───── Task input
PR #260, opened 2018-03-22
DATAJPA-1297 - Fixed usage of outputParameterName in Procedure annot…

didiez:
…ation.


schauder:
That looks already quite nice. 
One big improvement of the PR would be to have some integration test.

schauder:
Thanks, that's merged.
──────────
● Task item
Give back all of the entries exactly as written.

● Result for this exercise
PR #260, opened 2018-03-22
DATAJPA-1297 - Fixed usage of outputParameterName in Procedure annot…

didiez:
…ation.


schauder:
That looks already quite nice. 
One big improvement of the PR would be to have some integration test.

schauder:
Thanks, that's merged.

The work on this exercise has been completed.